▸ **Instructions to follow**
The expected answer is every line from the material below that has the word "framewise".

▸ **Data for this exercise**
PR #5264, opened 2022-04-07
Add support for setting line_width on datashader line aggregation

philippjfr:
Adds support for setting `line_width` on datashader aggregation operations if datashader version >= 0.14.

Also adds support for `rescale_discrete_levels` option on `shade` operation.

### DIFF
--- a/holoviews/operation/datashader.py
+++ b/holoviews/operation/datashader.py
@@ -1246,6 +1246,13 @@ class shade(LinkableOperation):
         undersaturation, i.e. poorly visible low-value datapoints, at
         the expense of the overall dynamic range..""")
 
+    rescale_discrete_levels = param.Boolean(default=False, doc="""
+        If ``cnorm='eq_hist`` and there are only a few discrete values,
+        then ``rescale_discrete_levels=True`` decreases the lower
+        limit of the autoranged span so that the values are rendering
+        towards the (more visible) top of the ``cmap`` range, thus
+        avoiding washout of the lower values.  Has no effect if
+        ``cnorm!=`eq_hist``.""")
 
     @classmethod
     def concatenate(cls, overlay):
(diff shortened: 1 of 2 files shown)


holoviews/operation/datashader.py
```diff
@@ -336,7 +336,24 @@ def _get_agg_params(self, element, x, y, agg_fn, bounds):
...
+        lines are drawn using a simple algorithm with a blocky
+        single-pixel width based on whether the line passes through
+        each pixel or does not. If greater than one, lines are drawn
+        with the specified width using a slower and more complex
+        antialiasing algorithm with fractional values along each edge,
+        so that lines have a more uniform visual appearance across all
+        angles. Line widths between 0 and 1 effectively use a
+        line_width of 1 pixel but with a proportionate reduction in
+        the strength of each pixel, approximating the visual
+        appearance of a subpixel line width.""")
```
jlstevens, line 352: Looks good though might be worth mentioning a `line_width` of 1 as a special value: the antialiased version of the old default behavior.

jlstevens: I also see arguments for the default being `None` (old behavior) or setting the default to `1` (nicer looking lines, need to set it back to None to restore the old behavior exactly).

jlstevens: Actually, given that this feature isn't going to be in the datashader version people have right now, it is probably best to stick with `None`. This docstring should mention the datashader version that antialiasing/line_width gets used.

Essentially, people may expect to see antialiasing because they set `line_width` but they have an old datashader version. Now I am leaning towards setting it to 1 after the new datashader release has been out for a while.

jlstevens:
Tests are passing so feel free to merge if you think this is ready.

holoviews/operation/datashader.py
jbednar: I'd guess that most people will get an updated Datashader at the same time they will get an updated HoloViews, so though it's good to have error checking I think we should assume the support is available in Datashader when setting defaults.  I don't think `line_width=1` has any special significance we need to mention.

jlstevens: That isn't necessarily true unless we want to pin to greater than the new datashader version in the new release (which I am not convinced we should do, especially for a hotfix release).

jbednar: It's not *necessarily* true, but isn't it roughly true? I.e., when someone creates a new environment with HoloViews or hvPlot, seems like they'll get a new Datashader too, since that will also be available and compatible. It's true they could be updating only and precisely HoloViews, but that takes extra work, and seems less likely.

PR #5268, opened 2022-04-08
Set rescale_discrete_levels=True by default

jbednar:
The `eq_hist` colormapper used with Datashader is designed for large datasets with a wide distribution of values, but as documented in https://github.com/holoviz/datashader/issues/357 the behavior when there are only a few distinct value levels has always been confusing and misleading. Datashader 0.14 adds an option `rescale_discrete_levels=True`, now supported in HoloViews, allowing users to avoid this issue. However, this option is False by default, and most users are never going to be aware that the option exists. This PR enables the option by default, which has good and bad consequences:

- Good: Users will now see better colormapping behavior, with points visible at all zoom levels and no longer jumping between the lowest and highest colormap values at a tiny change in zoom level, without having to learn about this option or modify any of their code. This is arguably a long-overdue bug fix.
- Bad: Results will change for plots rendered with `eq_hist` that have only a small number of discrete levels. That's by design, but it is strictly a compatibility change, which is odd to introduce in a patch release.
- Bad: Results will differ between `rasterize` and `datashade`, because Bokeh does not yet support `rescale_discrete_levels`. So there is some argument for waiting until Bokeh does support it to make this the default.

Basically, if we consider this a bugfix, we should introduce it now; patch releases are for bugfixes. If we consider it a new feature, we should wait until the next major or at least minor release to enable it by default.

I'm ok with either option, as long as the options have been duly considered and decided between.

### DIFF
--- a/holoviews/operation/datashader.py
+++ b/holoviews/operation/datashader.py
@@ -1265,8 +1265,8 @@ class shade(LinkableOperation):
         the lower limit of the autoranged span so that the values are
         rendering towards the (more visible) top of the ``cmap`` range, 
         thus avoiding washout of the lower values.  Has no effect if
-        ``cnorm!=`eq_hist``. Set to False to match historical unscaled
-        behavior, prior to HoloViews 1.14.4.""")
+        ``cnorm!=`eq_hist``. Set this value to False if you need to
+        match historical unscaled behavior, prior to HoloViews 1.14.4.""")
 
     @classmethod
     def concatenate(cls, overlay):
--- a/holoviews/operation/datashader.py
+++ b/holoviews/operation/datashader.py
@@ -1246,13 +1246,14 @@ class shade(LinkableOperation):
         undersaturation, i.e. poorly visible low-value datapoints, at
         the expense of the overall dynamic range..""")
 
-    rescale_discrete_levels = param.Boolean(default=False, doc="""
+    rescale_discrete_levels = param.Boolean(default=True, doc="""
         If ``cnorm='eq_hist`` and there are only a few discrete values,
-        then ``rescale_discrete_levels=True`` decreases the lower
-        limit of the autoranged span so that the values are rendering
-        towards the (more visible) top of the ``cmap`` range, thus
-        avoiding washout of the lower values.  Has no effect if
-        ``cnorm!=`eq_hist``.""")
+        then ``rescale_discrete_levels=True`` (the default) decreases
+        the lower limit of the autoranged span so that the values are
+        rendering towards the (more visible) top of the ``cmap`` range, 
+        thus avoiding washout of the lower values.  Has no effect if
+        ``cnorm!=`eq_hist``. Set to False to match historical unscaled
+        behavior, prior to HoloViews 1.14.4.""")
 
     @classmethod
     def concatenate(cls, overlay):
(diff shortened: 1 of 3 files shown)


maximlt:
@jbednar should this also be merged before 1.15.0?

jbednar:
Yes

jbednar:
Yes

holoviews/operation/datashader.py
```diff
@@ -1259,13 +1259,14 @@ class shade(LinkableOperation):
...
-        limit of the autoranged span so that the values are rendering
-        towards the (more visible) top of the ``cmap`` range, thus
-        avoiding washout of the lower values.  Has no effect if
-        ``cnorm!=`eq_hist``.""")
+        then ``rescale_discrete_levels=True`` (the default) decreases
+        the lower limit of the autoranged span so that the values are
+        rendering towards the (more visible) top of the ``cmap`` range, 
+        thus avoiding washout of the lower values.  Has no effect if
+        ``cnorm!=`eq_hist``. Set to False to match historical unscaled
+        behavior, prior to HoloViews 1.14.4.""")
```
maximlt, line 1269: @jbednar Then this last sentence should be removed?

jbednar: I don't think so, but maybe it needs clarifying:
```suggestion
        ``cnorm!=`eq_hist``. Set this value to False if you need to
        match historical unscaled behavior, prior to HoloViews 1.14.4.""")
```

jbednar:
Bokeh 2.4.3 EqHistColorMapper now supports `rescale_discrete_levels`, so I think this PR should now be merged. Do we need to do anything so that the same default applies in the Bokeh case?

philippjfr:
Already seems to be true in the bokeh case, but really we need to implement it for matplotlib.

holoviews/plotting/mpl/element.py
```diff
@@ -719,6 +719,14 @@ class ColorbarPlot(ElementPlot):
         If not 'neither', make pointed end(s) for out-of- range values."""
     )
 
+    rescale_discrete_levels = param.Boolean(default=True, doc="""
+        If ``cnorm='eq_hist`` and there are only a few discrete values,
+        then ``rescale_discrete_levels=True`` decreases the lower
+        limit of the autoranged span so that the values are rendering
+        towards the (more visible) top of the palette, thus
+        avoiding washout of the lower values.  Has no effect if
+        ``cnorm!=`eq_hist``.""")
```
jbednar, line 728:
```suggestion
        ``cnorm!=`eq_hist``. Set this value to False if you need to
        match historical unscaled behavior, prior to HoloViews 1.14.4.""")
```

holoviews/plotting/mpl/util.py
```diff
@@ -404,52 +404,55 @@ def convert(cls, value, unit, axis):
...
+            c = 1.5 - 2*m
+            multiple = m*discrete_levels + c
+            if (multiple > 1):
+                lower_span = 1 - multiple
+
+        cdf_bins = np.linspace(lower_span, 1, n+1)
+        binning = np.interp(cdf_bins, cdf, eq_bin_centers)
+        if not self._rescale:
+            binning[0] = low
+        binning[-1] = high
```
jbednar, line 455: This looks good to me, as it brings in the simplifications and improved colorbar calculations now in Bokeh, but I can't follow every step in the logic to detect if there are any holes. Maybe some tests needed?

jbednar (commented):
The MPL changes look good, thanks!

holoviews/plotting/mpl/util.py
philippjfr: Will follow up when I get a chance but honestly can't justify spending much more time on this.

jbednar: Would definitely be good to have some serious Matplotlib users and potential contributors involved in HoloViews and hvPlot, if anyone is reading this! :-)

PR #5278, opened 2022-04-21
Added FAQ about sharing only a single axis

jbednar:
Users are very often confused about axiswise normalization and shared_axes. I added one FAQ, explaining how to get only a single axis to be shared, but I think there are a few other FAQs that need addressing:

- Q: When do I use `shared_axes` and when do I use `axiswise=True`?
- Q: How do I make HoloViews plots responsive in a Panel app? Should I use `sizing_mode='both'` or `responsive=True` or both? Do I put them on the individual plots, the layout, the Panel container, or...? Help!

If someone knows the answers, please add them here!

### DIFF
--- a/doc/FAQ.rst
+++ b/doc/FAQ.rst
@@ -94,8 +94,20 @@ normalized independently by changing ``framewise`` to True:
 
     your_holomap.opts(framewise=True)
 
+**Q: How do I make only a single axis be shared across a layout?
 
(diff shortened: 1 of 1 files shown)


jlstevens:
Thanks! 

This is indeed a genuinely frequently asked question and confusing enough that some explanation here is appropriate. merging.

Issue #5283, opened 2022-04-25
Easily control PlotSize scale per plot or per operation


jbednar:
Right now, if you want high-resolution Datashader plots on a Retina (scaled) display, you can set that at the stream class level:

```python
from holoviews.streams import PlotSize
PlotSize.scale=2.0
```

However, if you just one a single plot to have a different size scale, it's very awkward, because `datashade` and `rasterize` don't normally expose the PlotSize stream that they use. Can we have a `size_scale` argument for those two operations that will get mapped into the `scale` argument of the `PlotSize` stream so that users can easily control it?

Hoxbro:
I'm 95% sure this was fixed with the work done in #5288, so I will close this issue. Feel free to open it again if I'm wrong.

PR #5288, opened 2022-04-29
Added pixel_density parameter to ResamplingOperation base class

jlstevens:
PR to address https://github.com/holoviz/holoviews/issues/5283. 

WIP (not yet tested!) but I am opening the PR so we can find a decent name for the parameter. I quite like `pixel_density` but am open to hearing better suggestions or objections...

### DIFF
--- a/holoviews/operation/datashader.py
+++ b/holoviews/operation/datashader.py
@@ -80,7 +80,7 @@ class ResamplingOperation(LinkableOperation):
        Pixel ratio applied to the height and width. Useful for higher
        resolution screens where the PlotSize stream reports 'nominal'
        dimensions in pixels that do not match the physical pixels. For
-       instance, setting pixel_ratio=2 can give better results on retina
+       instance, setting pixel_ratio=2 can give better results on Retina
        displays.""")
 
     x_range  = param.Tuple(default=None, length=2, doc="""
--- a/holoviews/operation/datashader.py
+++ b/holoviews/operation/datashader.py
@@ -76,7 +76,7 @@ class ResamplingOperation(LinkableOperation):
     width = param.Integer(default=400, doc="""
        The width of the output image in pixels.""")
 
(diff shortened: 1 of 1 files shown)


holoviews/operation/datashader.py
```diff
@@ -76,6 +76,13 @@ class ResamplingOperation(LinkableOperation):
     width = param.Integer(default=400, doc="""
        The width of the output image in pixels.""")
 
+    pixel_ratio = param.Number(default=1, bounds=(1,None), doc="""
+       Pixel ratio applied to the height and width. Useful for higher
+       resolution screens where the PlotSize stream reports 'nominal'
+       dimensions in pixels that do not match the physical pixels. For
+       instance, setting pixel_ratio=2 can give better results on retina
```
jbednar, line 83:
```suggestion
       instance, setting pixel_ratio=2 can give better results on Retina
```

holoviews/operation/datashader.py
```diff
@@ -202,7 +209,9 @@ def _get_sampling(self, element, x, y, ndim=2, default=None):
         xs, ys = (np.linspace(xstart+xunit/2., xend-xunit/2., width),
                   np.linspace(ystart+yunit/2., yend-yunit/2., height))
 
-        return ((xstart, xend), (ystart, yend)), (xs, ys), (width, height), (xtype, ytype)
+        width *= self.p.pixel_ratio
+        height *= self.p.pixel_ratio
+        return ((xstart, xend), (ystart, yend)), (xs, ys), (int(width), int(height)), (xtype, ytype)
```
jbednar, line 214: Up to you on style, but my own vote would be to apply int() in the same operation as applying the ratio, so that the height and width datatype doesn't briefly differ from the expected integer type.

jlstevens: Addressed in ca7935045

jlstevens:
I'll merge so the docs can be updated (and the feature tested). Happy to add some unit tests separately.

PR #5290, opened 2022-04-30
Updated Large Data guide to match changes in Datashader

jbednar:
- Increased resolution of line plots
- Set default Datashader size to match final rendered size (ResamplingOperation.width=500) so that exported plots match live notebook results 
- Added antialiased/thick lines where appropriate, instead of spread
- Made Datashaded plots match Bokeh versions better


jbednar:
Affected by https://github.com/holoviz/holoviews/pull/5288, so if that merges before this one, should update this one to use the mechanism added there.

jbednar:
The test failures on 3.6 appear to be about environments, not this PR's changes.

PR #5294, opened 2022-05-01
Fix the CI on Python 3.6

maximlt:
with a quick attempt to run it again on Python 2.7.


maximlt:
Updates on this PR which is far from being completed:
* The tests on Python 3.6 are hanging. It doesn't seem to be one particular test, it's just the step that doesn't end. Will have to debug this locally maybe to understand what's going on.
* I can't run the tests on Python 2 on master because holoviews has updated its minimum Panel version. I would have to do a merge request to the 1.14.9 branch directly (from a branch created from 1.14).

jlstevens:
All python versions are passing with builds passing on linux and windows. I'll go ahead and merge even though now macos builds have passed yet (I'm not expecting any issues).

▸ **Answer**
@@ -94,8 +94,20 @@ normalized independently by changing ``framewise`` to True:
     your_holomap.opts(framewise=True)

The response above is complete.